» **YOUR TASK**:
From the entries below, please output exactly the lines starting at the one containing "- Known limit" and ending at the one containing "test -p dynamo-llm", both included.

» **ENTRIES SHOWN**:
--------------------------------
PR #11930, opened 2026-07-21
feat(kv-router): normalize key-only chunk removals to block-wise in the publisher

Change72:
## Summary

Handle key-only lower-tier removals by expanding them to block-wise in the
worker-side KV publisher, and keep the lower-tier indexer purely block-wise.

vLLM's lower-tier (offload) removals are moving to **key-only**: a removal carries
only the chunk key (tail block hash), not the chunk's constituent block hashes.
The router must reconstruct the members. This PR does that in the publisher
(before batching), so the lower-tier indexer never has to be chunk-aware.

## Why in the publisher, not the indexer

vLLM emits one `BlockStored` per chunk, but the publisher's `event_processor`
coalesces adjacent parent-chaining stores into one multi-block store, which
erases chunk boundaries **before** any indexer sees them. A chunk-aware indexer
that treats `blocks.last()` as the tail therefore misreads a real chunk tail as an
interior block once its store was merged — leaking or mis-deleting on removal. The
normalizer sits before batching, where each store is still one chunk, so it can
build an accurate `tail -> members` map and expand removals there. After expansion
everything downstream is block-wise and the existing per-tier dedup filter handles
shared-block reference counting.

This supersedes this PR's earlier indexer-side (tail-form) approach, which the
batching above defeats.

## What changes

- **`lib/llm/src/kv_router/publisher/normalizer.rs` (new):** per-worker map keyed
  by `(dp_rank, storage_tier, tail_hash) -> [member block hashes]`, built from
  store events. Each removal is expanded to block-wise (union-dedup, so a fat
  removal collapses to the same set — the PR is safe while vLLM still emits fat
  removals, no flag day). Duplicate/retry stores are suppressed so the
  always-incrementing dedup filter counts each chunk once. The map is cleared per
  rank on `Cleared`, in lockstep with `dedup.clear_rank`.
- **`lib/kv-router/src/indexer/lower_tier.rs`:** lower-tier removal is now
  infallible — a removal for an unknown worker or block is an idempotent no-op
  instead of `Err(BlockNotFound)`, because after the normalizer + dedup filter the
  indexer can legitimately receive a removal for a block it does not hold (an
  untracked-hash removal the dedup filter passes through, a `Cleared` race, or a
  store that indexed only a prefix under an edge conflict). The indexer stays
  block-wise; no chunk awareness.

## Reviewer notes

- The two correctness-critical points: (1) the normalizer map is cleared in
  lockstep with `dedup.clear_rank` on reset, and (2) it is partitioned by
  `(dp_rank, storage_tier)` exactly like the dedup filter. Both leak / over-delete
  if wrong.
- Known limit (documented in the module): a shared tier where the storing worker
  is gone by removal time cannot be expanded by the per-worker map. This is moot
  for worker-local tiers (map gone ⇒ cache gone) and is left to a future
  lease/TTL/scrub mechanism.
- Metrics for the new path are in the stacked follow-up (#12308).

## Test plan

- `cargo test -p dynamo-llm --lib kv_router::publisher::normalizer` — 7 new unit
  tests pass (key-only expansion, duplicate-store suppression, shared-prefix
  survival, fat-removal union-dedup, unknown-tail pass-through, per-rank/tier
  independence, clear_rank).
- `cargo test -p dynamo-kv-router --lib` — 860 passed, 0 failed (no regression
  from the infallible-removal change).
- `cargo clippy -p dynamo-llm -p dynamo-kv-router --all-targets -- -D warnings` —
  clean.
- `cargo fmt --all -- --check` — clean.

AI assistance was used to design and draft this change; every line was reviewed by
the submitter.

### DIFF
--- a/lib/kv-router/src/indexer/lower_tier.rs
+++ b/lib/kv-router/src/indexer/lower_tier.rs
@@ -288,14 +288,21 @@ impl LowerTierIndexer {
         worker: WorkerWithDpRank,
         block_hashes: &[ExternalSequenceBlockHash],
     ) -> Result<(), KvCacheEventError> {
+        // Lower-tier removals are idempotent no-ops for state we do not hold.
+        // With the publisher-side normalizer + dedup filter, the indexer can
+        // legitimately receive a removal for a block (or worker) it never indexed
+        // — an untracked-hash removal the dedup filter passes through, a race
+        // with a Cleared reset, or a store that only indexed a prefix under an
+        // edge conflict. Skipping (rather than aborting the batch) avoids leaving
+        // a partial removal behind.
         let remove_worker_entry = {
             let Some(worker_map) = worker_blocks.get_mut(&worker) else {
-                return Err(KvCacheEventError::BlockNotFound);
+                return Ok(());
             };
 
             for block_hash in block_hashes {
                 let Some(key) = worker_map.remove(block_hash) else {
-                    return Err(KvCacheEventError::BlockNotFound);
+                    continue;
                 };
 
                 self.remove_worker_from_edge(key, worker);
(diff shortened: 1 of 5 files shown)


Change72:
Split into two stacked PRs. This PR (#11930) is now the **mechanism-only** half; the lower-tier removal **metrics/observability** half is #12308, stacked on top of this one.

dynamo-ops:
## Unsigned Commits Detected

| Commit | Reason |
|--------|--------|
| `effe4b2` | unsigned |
--------------------------------
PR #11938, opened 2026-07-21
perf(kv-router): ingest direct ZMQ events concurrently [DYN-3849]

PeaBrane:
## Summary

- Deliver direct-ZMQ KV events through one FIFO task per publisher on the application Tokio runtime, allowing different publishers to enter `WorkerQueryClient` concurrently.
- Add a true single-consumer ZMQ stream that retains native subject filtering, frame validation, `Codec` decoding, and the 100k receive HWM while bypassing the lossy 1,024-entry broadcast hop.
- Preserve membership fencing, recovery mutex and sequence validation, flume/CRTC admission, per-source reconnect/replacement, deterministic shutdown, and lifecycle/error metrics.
--------------------------------
» **ANSWER BOX**:
- Known limit (documented in the module): a shared tier where the storing worker
  is gone by removal time cannot be expanded by the per-worker map. This is moot
  for worker-local tiers (map gone ⇒ cache gone) and is left to a future
  lease/TTL/scrub mechanism.
- Metrics for the new path are in the stacked follow-up (#12308).

## Test plan

- `cargo test -p dynamo-llm --lib kv_router::publisher::normalizer` — 7 new unit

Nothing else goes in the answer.